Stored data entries
======
PR #827, opened 2026-08-13
Consume the CodeRabbit adapter's latency read in the cost scorer

dlgpdmsly2:
## Summary

`eval/cost-latency.mjs` now consumes the timing records `eval/adapters/coderabbit.mjs`
already produces, instead of declaring CodeRabbit's latency as a gap.

- `coderabbitLatency()` takes the adapter's per-item records and emits two figures, each
  naming its own interval and carrying its own `n`.
- The `coderabbit_latency_ms` declared gap is retired when records are supplied and kept,
  with a reason naming the flag, when they are not. `cost_per_real_finding` is unchanged.
- `PANEL_INTERVAL` names our own interval in a field rather than a comment.
- `panel.review_wall_ms` / `panel.review_cost_usd` pool over observations (n=21) beside
  the existing per-replicate spend series (n=3).
- `fitCostToSize` returns its own minimum as `min_n` on every path.
- `--coderabbit-latency` is a new, opt-in CLI flag; it is the only network read in the file.
- `SCHEMA_VERSION` → 2.

## Why

The scorer declared `coderabbit_latency_ms` as *measurable, and not from anything this
scorer reads*, and named the shape the measurement would arrive in. The adapter then built
that read — with the author gate, the in-window rule and twelve declared absences — and
nothing consumed it. **A gap that outlives the read it asked for is a gap nobody believes:**
the next reader either re-derives the number or substitutes a worse one, and the substitute
this field used to propose is wrong by 8×.

Passing the adapter's **records** rather than a number is what keeps those guards attached
to the figure. Two intervals come out, because they answer different questions:

| | interval | pooled over | pilot |
|---|---|---|---|
| primary | `coderabbit-start-marker-to-first-finding` | every item | **2.6–14.4 min, median 6.8, n=7/7** |
| secondary | `earliest-check-run-start-to-first-finding` | automatic triggers only | 2.8–14.8 min, median 6.7, n=5/7 |

The secondary comes off *our* CI's clock rather than CodeRabbit's, so agreement between
them is evidence and disagreement is a question. It is pooled over automatic triggers only
because where a human asked for the review it times the human's delay in asking: one pilot
item reads **183.7 min** from the push and **7.8 min** from CodeRabbit's own
acknowledgement. A second item is the same event reading an entirely ordinary 9.8 min, so
magnitude cannot separate them — the trigger is read, and the excluded number is kept in
the record rather than dropped.

**The harder half is what happens once both arms carry minutes.** Ours is a panel
*process's* elapsed time on an offline replay: it starts after the lane materialised a
worktree and it queues for nothing. Theirs is a production reviewer measured end to end.
Where both ran in production from one trigger, ours took about **2.2× longer** — the
opposite of the direction this was assumed to err in. So our interval is now a field, the
two arms stay under separate keys in separate blocks, and no ratio is computed anywhere. A
test asserts the payload holds no quotient key and that the report prints the warning on
the same lines as the numbers.

The two smaller additions serve the same discipline. The same corpus reads three
denominators — 3 replicates, 7 items, 21 observations — and a consumer that wanted one
pooled figure with an `n` previously had to build it and pick one itself. And a consumer
rendering "withheld for a thin denominator" needs both the `n` there was and the `n`
wanted; parsing the second out of an English `reason` is how a caption comes to contradict
the refusal it captions.

The flag is opt-in because the default invocation must stay offline and reproducible
against a committed store, and because a scorer that touched the network on every call
could not be re-run over stored data. With the flag absent the figure is a declared gap
naming the flag, never a blank.

## Linked Issues

None. It completes the interlock #791 set up and #799 built; neither has an open issue.

## Author checklist

## Verification

Measured locally from the committed tree, against a freshly measured baseline on the same
`main` (`1902133bf`), both trees set up identically:

| | rest | `eval/run.test.mjs` | total | fail | skipped |
|---|---|---|---|---|---|
| `main` `1902133bf` | 1857 | 56 | 1913 | 0 | 0 |
| this branch | 1865 | 56 | **1921** | 0 | 0 |

`npx eslint scripts` exits 0 (lockfile-pinned `eslint@9.24.0`).

Against the real store, all three replicates, `--coderabbit-latency`:

```
latency [coderabbit-start-marker-to-first-finding]: 2.6m–14.4m (median 6.8m, n=7)
  — 7 of 7 item(s) poolable, 7 measured
latency [earliest-check-run-start-to-first-finding]: 2.8m–14.8m (median 6.7m, n=5)
  — 5 of 7 item(s) poolable, 7 measured
triggers: automatic=5 · on-demand=2 · unknown=0
declared gaps: cost_per_real_finding only
```

Exit 0, `COMPLETE`. Our own pooled figure reads median 9.3 min over n=21.

**11 mutations, 11 caught**, each by the test that should catch it — including pooling the
proxy regardless of trigger, counting a missing latency as zero, retiring the wrong gap,
and emitting a cross-arm ratio.

⚠ `eval/run.test.mjs` is flaky in this local environment when another session runs
concurrently, on the two `END TO END` tests that snapshot `os.tmpdir()`. It reproduces on
`main` **more** often than on this branch (4/5 runs against 3/5), and this diff touches
neither `run.mjs` nor `run.test.mjs`. Pre-existing; not fixed here.

## Risk Assessment

- **User-facing risk:** none. Nothing in the gating path is touched — this module is a
  read-only scorer that no workflow invokes and the panel never imports. The one new
  behaviour a user can reach is a CLI flag that is off by default.
- **Data/security risk:** the new flag makes `gh api` reads through the arm's adapter. They
  are reads, they spend nothing, and the adapter already refuses rather than degrading when
  `gh` cannot resolve the repository — a corpus-wide absence would otherwise be
  indistinguishable from a clean review. Nothing is written and no model is called.
- **Rollback plan:** revert. `SCHEMA_VERSION` moves 1 → 2 because
  `coderabbit.latency.wall_ms` changed from a null scalar to a block; a score file written
  by this version renders correctly on the previous renderer, which reads neither field.

## Notes for Reviewers

- **AI assistance:** written with Claude Code. Every figure quoted above was printed by the
  code against the real store rather than transcribed, and the tests were mutation-tested.
- **Follow-up:** this changes a scorer, not a stored score. The published report does not
  move until somebody re-runs the scorers and re-renders.
- Deliberately **not** included: an agreement statistic between the two anchors (they agree
  to within 0.1–0.4 min on the automatic items, and that is a new number).


dlgpdmsly2:
@claude review

dlgpdmsly2:
Both defects in this PR's own code are fixed in `d596ea4d`. The third is real and I've left it — reasoning below.

**`requested` read as evidence of a measurement.** Confirmed by reproduction: with `latency: []`, or entries carrying no `latency`, the gap was retired with no figure behind it, and the completeness guard compared `0 < 0` so pushed no reason either — the run exited 0 reporting `complete`. `measured` is now its own field meaning a pooled figure exists (`self_timed.ms.n > 0`), the completeness guard checks it before the count comparison, and the absence carries three reasons instead of one (not requested / records carried nothing / nothing poolable), because they point at different fixes and the not-requested wording would tell someone to pass a flag they already passed.

**Duplicated `latencyAbsentLine`.** Correct — it was the function body inline, while importing `LATENCY_ABSENT` from the module that exports the function. Now imported and called. The test asserts through an unrecognised flavour, which is what a copy loses first.

**Unvalidated `source_pr` / `review_commit` in the API paths.** Real, and deliberately not fixed here. This PR touches neither `adapters/coderabbit.mjs` nor `gh-checks.mjs`, and `corpusRecords` is already reached on `main` by `segmentation.mjs:1352`, `complementarity.mjs:939` and the adapter's own CLI (fetches at `:1267`, validates at `:1273`) — so this adds a fourth caller of an existing API rather than new exposure. Fixing it here would cover one of four callers and put an unrelated repair inside this diff. It wants its own PR validating inside `fetchCodeRabbitPr` before the first API call: `^\d+$` on the pull request number, `^[0-9a-f]{7,40}$` on the sha.

Verification: **1868 + 56 = 1924** tests, 0 fail, 0 skipped, against **1913** freshly measured on `main` `1902133bf`; `eslint scripts` exits 0. **17 mutations, 17 caught** — two of them re-introduce the defects above and both go red. The real-store run is unchanged: `median 6.8m, n=7`, exit 0, and the census line is byte-identical now that it comes from the adapter's formatter.

harrykim8672 (approved):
======
_Work task_. The first line of the entries, the line with "two figures, each", and every line between them should be retyped exactly, and nothing else.

_Solved problem_.
PR #827, opened 2026-08-13
Consume the CodeRabbit adapter's latency read in the cost scorer

dlgpdmsly2:
## Summary

`eval/cost-latency.mjs` now consumes the timing records `eval/adapters/coderabbit.mjs`
already produces, instead of declaring CodeRabbit's latency as a gap.

- `coderabbitLatency()` takes the adapter's per-item records and emits two figures, each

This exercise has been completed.